Directions> Your answer should be every line of the entries that has the string "dynamic" in it.

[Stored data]

++++++++

Issue #593, opened 2020-05-05
MNE Analyze plugins are not included on mac dynamic builds


LorenzE:
MNE Analyze plugins are not included into the bundle on mac dynamic builds. This is most likely a bug in the mne_analyze.pro file when deploying the application. Thx @agramfort for reporting this.

PR #599, opened 2020-05-06
[Fix] Fix mne analyze plugin deployment on macos

LorenzE:
Fix copying of mne analyze plugins on macos. #593


juangpc:
When it finishes I'll download and test.

LorenzE:
> When it finishes I'll download and test.

Thx!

++++++++

Answer to this problem>
MNE Analyze plugins are not included on mac dynamic builds
MNE Analyze plugins are not included into the bundle on mac dynamic builds. This is most likely a bug in the mne_analyze.pro file when deploying the application. Thx @agramfort for reporting this.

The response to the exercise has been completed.